Eddington is not, as far as we can tell, a real town, and Sevilla County is not a real county. But the film shot last year in the real New Mexico locations in and around Santa Fe, Albuquerque, and Truth or Consequences. When it was announced last year by the New Mexico Film Office, Eddington was described as following a “small-town New Mexico sheriff with higher aspirations.”
In addition to Phoenix, Pascal, Stone and Butler, the film also stars Luke Grimes (Yellowstone), Deirdre O’Connell (The Requin), Micheal Ward (Top Boy), Clifton Collins Jr. (Jockey), William Belleau (Killers of the Flower Moon), Cameron Mann (Mare of Easttown), Matt Gomez Hidaka (Silo) and Amélie Hoeferle (The Hunger Games: The Ballad of Songbirds & Snakes).
The large-scale production employed over 300 New Mexicans, including 230 crew members, 59 principal actors, and 105 background talent.
Ari Aster wrote, directed, and produced alongside Lars Knudsen under their Square Peg banner, and Academy Award nominee Darius Khondji served as the director of photography. Eddington is Aster’s fourth film for A24, which also released Aster’s Hereditary (2018), Midsommar (2019), and Beau Is Afraid (2023).
Eddington joins a Cannes lineup that includes such other highly anticipated films as The Phoenician Scheme by Wes Anderson, Alpha by Julia Ducournau, The History of Sound by Oliver Hermanus, New Wave by Richard Linklater, and The Mastermind by Kelly Reichardt.
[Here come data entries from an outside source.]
PR #121, opened 2022-08-23
TS tunnel SDK SSH reconnection

IlyaBiryukov:
Add SSH reconnection to ts tunnel SDK.

Refactor ts tunnel SDK:
Extract connection flow to relayTunnelConnector. It implements TunnelConnector and uses TunnelSession interface to abstract tunnel client and host.
Extract common host and client interface into TunnelConnection.
Extract common client and host code into TunnelConnectionBase class.
TunnelConnectionSession extends TunnelConnectionBase and drives connecting to the tunnel.
Extract relay connectivity into mixin class TunnelRelaySessionClass.
Extract sshSession property and disposal into mixin class TunnelSshSessionClass.
Get status code from failed web socket connection.
Bump vs-ssh dependency to 3.7.6.

Add more unit tests and fix test failures.


IlyaBiryukov:
Reconnection unit tests are coming soom.

IlyaBiryukov:
Still TODO: update the `@vs/vs-ssh` and `@vs/vs-ssh-tcp` npm packages version once the new version has been published.

ts/src/connections/utils.ts
```diff
@@ -19,3 +22,92 @@ export class List {
...
+}
+
+/**
+ * Checks if {@link e} is {@link CancellationError} and {@link cancellation} has been requested.
+ */
+export function isCancellation(e: any, cancellation?: CancellationToken): e is CancellationError {
+    return (
+        e &&
+        typeof e === 'object' &&
+        e instanceof CancellationError &&
```
jasongin, line 64: nit: `instanceof` makes both of the prior checks unnecessary. A null/undefined or non-object value will always fail an `instanceof` check.

ts/src/connections/utils.ts
```diff
@@ -19,3 +22,92 @@ export class List {
...
+        (!cancellation || cancellation.isCancellationRequested)
+    );
+}
+
+/**
+ * Checks if {@link e} is {@link Error}.
+ */
+export function isError(e: any): e is Error {
+    return e && typeof e === 'object' && e instanceof Error;
```
jasongin, line 73: `e instanceof Error` is sufficient, making this `isError()` function not much more concise.

ts/src/connections/utils.ts
```diff
@@ -19,3 +22,92 @@ export class List {
...
+ */
+export function getErrorMessage(e: any) {
+    return String(e?.message ?? e);
+}
+
+/**
+ * Wraps e in Error object if e is not Error. If e is Error, returns e as is.
+ */
+export function getError(e: any, messagePrefix?: string): Error {
+    return isError(e) ? e : new Error(`${messagePrefix ?? ''}${getErrorMessage(e)}`);
```
jasongin, line 87: At this point `e` is known to _not_ be an `Error` object -- so why check for a `.message` property?

ts/src/connections/index.ts
```diff
@@ -18,3 +18,11 @@ export * from './tunnelRelayStreamFactory';
 export * from './defaultTunnelRelayStreamFactory';
 export * from './tunnelRelayTunnelClient';
 export * from './tunnelRelayTunnelHost';
+export * from './tunnelConnection';
+export * from './tunnelConnectionBase';
+export * from './tunnelSession';
+export * from './connectionStatus';
```
jasongin, line 24: Does the `TunnelSession` class need to be public?

jasongin: It has methods on it that look like they should be internal implementation details, not callable by applications.

ts/src/connections/tunnelRelayTunnelClient.ts
```diff
@@ -1,87 +1,73 @@
...
     }
 
-    public async connectClient(tunnel: Tunnel, endpoints: TunnelEndpoint[]): Promise<void> {
-        let tunnelEndpoints = endpoints.map((endpoint) => endpoint as TunnelRelayTunnelEndpoint);
+    /**
+     * Gets the tunnel relay URI.
+     */
+    public async getTunnelRelayUri(tunnel?: Tunnel): Promise<string> {
+        let tunnelEndpoints = this.endpoints!.map(
+            (endpoint) => endpoint as TunnelRelayTunnelEndpoint,
```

The festival will be held May 13-24.
The new film arrives a week before another high-profile Pedro Pascal film, Marvel’s The Fantastic Four: First Steps, which debuts on July 25 and features Pascal as stretchy inventor Reed Richards. The trailer arrived Monday the day after the Season 2 premiere of his HBO series The Last of Us. Suffice it to say, he’s having a very busy 2025.
Eddington arrives in theaters July 18 from A24.